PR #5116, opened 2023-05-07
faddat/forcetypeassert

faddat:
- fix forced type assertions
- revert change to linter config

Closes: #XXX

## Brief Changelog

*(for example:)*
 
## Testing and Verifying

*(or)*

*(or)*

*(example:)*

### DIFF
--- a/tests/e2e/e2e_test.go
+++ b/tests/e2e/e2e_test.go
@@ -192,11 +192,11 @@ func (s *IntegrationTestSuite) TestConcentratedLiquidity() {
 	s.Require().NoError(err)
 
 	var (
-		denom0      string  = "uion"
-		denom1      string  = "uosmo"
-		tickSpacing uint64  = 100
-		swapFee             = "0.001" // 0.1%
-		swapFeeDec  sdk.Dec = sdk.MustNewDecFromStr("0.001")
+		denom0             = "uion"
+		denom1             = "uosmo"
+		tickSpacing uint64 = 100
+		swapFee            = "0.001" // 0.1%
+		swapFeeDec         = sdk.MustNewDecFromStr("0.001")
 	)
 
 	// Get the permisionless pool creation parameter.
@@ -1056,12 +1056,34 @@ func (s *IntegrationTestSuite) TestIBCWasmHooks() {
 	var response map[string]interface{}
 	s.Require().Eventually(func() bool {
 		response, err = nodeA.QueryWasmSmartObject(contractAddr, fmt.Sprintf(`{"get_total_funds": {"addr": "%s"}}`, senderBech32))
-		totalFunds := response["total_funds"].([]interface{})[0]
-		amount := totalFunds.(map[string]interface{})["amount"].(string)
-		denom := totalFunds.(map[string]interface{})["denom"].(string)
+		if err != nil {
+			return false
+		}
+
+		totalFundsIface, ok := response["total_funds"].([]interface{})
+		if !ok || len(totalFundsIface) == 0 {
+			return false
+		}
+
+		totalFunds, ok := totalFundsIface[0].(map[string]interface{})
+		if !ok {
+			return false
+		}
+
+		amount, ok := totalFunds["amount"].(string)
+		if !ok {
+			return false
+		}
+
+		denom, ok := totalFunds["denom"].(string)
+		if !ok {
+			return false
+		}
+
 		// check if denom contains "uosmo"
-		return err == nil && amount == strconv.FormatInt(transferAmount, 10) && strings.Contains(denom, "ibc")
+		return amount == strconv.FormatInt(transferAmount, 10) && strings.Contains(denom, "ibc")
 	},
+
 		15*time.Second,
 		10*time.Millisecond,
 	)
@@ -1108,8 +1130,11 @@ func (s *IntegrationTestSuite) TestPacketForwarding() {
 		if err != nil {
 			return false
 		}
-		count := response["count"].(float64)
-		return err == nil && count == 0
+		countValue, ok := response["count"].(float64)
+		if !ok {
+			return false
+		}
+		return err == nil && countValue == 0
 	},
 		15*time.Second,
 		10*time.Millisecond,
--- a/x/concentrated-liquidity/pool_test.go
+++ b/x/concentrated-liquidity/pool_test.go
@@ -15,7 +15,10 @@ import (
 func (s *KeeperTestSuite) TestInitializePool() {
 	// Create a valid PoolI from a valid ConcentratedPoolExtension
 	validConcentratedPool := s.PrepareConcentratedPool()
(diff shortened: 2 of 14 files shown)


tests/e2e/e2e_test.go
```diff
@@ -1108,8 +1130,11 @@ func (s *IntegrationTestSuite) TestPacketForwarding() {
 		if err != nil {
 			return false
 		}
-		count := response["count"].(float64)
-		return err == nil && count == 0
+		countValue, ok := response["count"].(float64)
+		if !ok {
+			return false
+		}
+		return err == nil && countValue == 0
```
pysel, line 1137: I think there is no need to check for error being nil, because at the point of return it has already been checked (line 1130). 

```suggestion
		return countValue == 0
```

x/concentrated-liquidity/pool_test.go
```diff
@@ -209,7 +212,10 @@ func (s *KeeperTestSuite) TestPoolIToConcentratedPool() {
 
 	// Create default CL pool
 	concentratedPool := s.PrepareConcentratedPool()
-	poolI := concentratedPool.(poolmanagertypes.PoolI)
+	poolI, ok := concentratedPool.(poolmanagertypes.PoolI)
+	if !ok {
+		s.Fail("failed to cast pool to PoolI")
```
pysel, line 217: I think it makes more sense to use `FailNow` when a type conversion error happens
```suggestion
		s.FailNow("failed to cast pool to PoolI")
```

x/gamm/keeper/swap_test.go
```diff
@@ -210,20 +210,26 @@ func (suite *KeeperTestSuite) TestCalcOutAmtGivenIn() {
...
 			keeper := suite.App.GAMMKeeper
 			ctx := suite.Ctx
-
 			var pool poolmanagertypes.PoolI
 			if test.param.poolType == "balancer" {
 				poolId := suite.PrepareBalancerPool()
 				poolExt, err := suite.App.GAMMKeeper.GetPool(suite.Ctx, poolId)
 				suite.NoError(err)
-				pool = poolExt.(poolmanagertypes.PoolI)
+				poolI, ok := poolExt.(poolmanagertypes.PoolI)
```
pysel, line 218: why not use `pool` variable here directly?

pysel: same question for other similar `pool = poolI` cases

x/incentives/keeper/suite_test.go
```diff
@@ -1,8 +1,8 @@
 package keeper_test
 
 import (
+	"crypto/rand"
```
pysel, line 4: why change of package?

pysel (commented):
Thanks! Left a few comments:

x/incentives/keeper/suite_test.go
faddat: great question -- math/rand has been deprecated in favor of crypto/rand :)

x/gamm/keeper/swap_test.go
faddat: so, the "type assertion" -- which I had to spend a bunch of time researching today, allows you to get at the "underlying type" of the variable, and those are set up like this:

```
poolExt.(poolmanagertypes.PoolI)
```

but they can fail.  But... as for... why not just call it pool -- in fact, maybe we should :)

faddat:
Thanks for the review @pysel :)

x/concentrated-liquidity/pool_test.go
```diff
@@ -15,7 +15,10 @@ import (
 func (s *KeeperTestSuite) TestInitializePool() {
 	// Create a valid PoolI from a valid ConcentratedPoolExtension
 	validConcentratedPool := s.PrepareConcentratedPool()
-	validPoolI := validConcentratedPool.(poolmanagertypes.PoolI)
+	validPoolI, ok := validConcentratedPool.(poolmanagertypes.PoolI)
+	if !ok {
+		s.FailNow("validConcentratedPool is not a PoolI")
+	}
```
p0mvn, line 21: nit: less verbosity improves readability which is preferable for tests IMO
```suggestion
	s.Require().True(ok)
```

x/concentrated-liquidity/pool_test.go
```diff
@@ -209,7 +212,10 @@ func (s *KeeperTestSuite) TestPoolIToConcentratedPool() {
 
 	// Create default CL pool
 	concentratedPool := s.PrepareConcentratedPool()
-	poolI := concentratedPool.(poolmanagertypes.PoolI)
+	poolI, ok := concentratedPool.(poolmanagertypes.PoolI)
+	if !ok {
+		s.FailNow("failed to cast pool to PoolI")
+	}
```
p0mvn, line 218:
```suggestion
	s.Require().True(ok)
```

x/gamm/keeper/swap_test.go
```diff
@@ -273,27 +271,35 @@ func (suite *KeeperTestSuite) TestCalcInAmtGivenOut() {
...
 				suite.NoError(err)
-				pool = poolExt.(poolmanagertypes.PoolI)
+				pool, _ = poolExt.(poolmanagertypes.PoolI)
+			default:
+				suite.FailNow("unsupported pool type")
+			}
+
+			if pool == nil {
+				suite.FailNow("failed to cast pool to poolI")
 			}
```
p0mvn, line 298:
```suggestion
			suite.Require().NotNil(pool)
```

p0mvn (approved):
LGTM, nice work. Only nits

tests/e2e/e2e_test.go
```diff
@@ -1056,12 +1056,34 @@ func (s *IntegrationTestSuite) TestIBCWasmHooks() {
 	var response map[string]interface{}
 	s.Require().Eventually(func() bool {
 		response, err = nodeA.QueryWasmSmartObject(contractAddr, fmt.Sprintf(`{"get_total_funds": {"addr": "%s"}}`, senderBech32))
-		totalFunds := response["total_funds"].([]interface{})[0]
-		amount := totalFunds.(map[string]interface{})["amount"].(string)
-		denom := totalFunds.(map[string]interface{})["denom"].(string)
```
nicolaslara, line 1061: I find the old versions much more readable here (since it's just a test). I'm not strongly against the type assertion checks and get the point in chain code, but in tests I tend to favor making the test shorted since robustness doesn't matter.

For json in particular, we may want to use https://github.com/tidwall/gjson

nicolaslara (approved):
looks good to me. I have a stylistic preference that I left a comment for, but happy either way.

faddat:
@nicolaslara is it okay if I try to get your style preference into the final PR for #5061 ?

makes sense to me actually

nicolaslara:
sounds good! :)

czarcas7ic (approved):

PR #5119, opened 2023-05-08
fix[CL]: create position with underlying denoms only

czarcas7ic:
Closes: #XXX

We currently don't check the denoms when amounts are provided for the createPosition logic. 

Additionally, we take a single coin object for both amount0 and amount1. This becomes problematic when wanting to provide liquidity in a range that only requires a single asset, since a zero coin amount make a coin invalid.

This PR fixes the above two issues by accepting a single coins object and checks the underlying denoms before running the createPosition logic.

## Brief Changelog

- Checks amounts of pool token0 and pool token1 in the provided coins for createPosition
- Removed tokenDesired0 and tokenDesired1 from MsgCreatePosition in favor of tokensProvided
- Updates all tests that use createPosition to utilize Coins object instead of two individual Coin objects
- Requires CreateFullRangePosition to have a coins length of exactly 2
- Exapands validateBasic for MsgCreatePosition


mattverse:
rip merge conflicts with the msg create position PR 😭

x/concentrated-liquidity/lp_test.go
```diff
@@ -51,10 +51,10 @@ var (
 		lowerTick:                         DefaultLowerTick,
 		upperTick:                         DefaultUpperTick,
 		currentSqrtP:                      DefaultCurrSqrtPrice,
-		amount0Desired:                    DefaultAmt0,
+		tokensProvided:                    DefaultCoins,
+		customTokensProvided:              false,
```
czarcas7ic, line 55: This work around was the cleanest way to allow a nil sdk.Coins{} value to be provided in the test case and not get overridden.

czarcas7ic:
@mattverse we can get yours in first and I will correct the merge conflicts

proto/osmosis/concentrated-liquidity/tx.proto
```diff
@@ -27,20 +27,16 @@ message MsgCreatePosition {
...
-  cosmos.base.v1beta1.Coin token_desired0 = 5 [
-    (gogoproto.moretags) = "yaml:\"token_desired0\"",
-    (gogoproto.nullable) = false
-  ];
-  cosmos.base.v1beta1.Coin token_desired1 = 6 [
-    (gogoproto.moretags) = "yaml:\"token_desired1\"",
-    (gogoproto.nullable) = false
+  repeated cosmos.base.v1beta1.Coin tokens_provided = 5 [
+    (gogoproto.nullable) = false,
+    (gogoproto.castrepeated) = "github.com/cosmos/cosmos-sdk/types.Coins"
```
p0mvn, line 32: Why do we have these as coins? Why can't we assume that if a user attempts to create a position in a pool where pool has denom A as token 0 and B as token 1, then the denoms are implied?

◇ ◇ ◇

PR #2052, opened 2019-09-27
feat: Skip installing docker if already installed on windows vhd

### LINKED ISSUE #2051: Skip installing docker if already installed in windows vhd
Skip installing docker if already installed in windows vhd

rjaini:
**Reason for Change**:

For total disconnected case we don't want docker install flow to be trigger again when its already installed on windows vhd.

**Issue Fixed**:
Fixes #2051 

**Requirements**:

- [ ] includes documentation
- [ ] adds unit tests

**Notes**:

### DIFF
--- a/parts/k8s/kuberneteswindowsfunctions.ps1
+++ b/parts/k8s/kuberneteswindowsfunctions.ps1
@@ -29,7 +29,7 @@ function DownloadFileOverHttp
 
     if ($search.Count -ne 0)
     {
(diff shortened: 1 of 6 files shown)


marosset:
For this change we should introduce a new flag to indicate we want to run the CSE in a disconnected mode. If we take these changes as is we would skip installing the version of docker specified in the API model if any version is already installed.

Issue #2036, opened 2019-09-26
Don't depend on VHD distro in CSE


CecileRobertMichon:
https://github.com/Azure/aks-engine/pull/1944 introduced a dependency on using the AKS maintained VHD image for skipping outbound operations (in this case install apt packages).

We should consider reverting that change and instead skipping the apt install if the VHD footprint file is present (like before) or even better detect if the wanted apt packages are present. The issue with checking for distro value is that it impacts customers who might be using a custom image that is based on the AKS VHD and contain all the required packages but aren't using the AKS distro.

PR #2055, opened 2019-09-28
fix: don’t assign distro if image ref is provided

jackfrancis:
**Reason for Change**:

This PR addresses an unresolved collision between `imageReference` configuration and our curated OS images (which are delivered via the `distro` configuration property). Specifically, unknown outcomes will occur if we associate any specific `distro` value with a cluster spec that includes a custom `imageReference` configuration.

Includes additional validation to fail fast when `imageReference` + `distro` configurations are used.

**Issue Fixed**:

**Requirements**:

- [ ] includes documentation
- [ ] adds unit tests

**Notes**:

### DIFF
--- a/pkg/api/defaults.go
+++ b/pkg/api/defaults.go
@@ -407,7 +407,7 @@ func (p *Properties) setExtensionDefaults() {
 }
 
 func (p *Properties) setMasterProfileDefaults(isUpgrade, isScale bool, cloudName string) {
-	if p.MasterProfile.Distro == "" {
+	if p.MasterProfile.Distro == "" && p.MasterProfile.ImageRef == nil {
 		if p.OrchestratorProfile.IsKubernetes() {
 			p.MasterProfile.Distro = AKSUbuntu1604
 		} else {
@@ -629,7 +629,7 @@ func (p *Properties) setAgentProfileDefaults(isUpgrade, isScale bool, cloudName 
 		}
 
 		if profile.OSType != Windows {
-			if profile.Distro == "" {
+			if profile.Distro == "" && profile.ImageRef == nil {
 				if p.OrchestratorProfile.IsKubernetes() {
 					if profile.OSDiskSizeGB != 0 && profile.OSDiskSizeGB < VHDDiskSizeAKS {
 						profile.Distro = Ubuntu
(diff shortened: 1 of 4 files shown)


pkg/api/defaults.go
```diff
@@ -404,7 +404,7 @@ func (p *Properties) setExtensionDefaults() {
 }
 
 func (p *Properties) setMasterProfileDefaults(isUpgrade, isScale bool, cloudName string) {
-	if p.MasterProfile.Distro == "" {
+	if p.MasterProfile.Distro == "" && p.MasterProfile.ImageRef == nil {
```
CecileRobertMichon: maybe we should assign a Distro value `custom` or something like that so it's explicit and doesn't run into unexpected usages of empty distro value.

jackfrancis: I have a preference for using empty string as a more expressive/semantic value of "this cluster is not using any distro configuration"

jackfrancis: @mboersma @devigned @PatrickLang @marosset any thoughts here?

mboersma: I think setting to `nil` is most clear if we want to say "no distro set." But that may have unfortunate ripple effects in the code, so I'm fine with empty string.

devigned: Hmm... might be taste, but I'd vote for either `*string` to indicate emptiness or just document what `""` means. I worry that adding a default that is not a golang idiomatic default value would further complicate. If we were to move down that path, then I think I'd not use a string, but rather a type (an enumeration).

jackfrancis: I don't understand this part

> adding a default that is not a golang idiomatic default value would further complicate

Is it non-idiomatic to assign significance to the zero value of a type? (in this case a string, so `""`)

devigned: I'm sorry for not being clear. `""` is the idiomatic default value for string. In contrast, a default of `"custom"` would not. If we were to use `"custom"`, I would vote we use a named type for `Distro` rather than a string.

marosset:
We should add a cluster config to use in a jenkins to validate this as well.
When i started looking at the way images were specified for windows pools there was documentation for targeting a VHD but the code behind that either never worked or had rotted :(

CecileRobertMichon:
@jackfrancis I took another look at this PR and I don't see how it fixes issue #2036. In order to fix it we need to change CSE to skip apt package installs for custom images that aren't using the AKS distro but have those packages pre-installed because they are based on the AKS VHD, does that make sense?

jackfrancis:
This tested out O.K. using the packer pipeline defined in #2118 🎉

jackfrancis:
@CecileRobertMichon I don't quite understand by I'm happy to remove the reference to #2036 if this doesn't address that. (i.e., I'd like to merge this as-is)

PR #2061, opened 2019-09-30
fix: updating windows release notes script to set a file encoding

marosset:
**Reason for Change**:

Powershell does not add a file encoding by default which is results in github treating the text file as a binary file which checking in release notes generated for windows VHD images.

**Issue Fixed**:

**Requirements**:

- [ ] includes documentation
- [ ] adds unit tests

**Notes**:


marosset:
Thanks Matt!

◇ ◇ ◇

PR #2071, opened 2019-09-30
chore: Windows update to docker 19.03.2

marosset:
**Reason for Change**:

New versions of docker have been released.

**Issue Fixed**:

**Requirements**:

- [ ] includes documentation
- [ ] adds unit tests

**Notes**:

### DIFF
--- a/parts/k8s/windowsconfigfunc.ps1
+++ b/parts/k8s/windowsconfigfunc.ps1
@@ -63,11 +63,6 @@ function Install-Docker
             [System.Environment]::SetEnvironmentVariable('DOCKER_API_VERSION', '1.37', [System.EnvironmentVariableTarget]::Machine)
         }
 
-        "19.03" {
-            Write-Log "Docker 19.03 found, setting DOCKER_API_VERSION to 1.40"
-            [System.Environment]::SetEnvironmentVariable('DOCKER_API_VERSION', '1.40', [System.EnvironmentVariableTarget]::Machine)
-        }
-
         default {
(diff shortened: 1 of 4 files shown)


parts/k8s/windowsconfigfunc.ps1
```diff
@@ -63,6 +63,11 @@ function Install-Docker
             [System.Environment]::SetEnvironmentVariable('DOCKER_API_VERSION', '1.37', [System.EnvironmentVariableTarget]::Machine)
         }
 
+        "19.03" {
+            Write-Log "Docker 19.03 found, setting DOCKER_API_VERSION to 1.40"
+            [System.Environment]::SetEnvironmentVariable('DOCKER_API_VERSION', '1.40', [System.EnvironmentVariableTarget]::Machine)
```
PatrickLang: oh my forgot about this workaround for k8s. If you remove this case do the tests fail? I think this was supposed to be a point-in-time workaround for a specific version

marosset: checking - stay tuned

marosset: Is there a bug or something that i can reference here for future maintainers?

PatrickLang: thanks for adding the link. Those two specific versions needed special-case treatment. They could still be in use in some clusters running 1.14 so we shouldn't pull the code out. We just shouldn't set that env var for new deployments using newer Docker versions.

◇ ◇ ◇

_Activity_
Sift the material for lines with the string "validConcentratedPool". Copy each one found.

_Exercise response_
 	validConcentratedPool := s.PrepareConcentratedPool()
 	validConcentratedPool := s.PrepareConcentratedPool()
-	validPoolI := validConcentratedPool.(poolmanagertypes.PoolI)
+	validPoolI, ok := validConcentratedPool.(poolmanagertypes.PoolI)
+		s.FailNow("validConcentratedPool is not a PoolI")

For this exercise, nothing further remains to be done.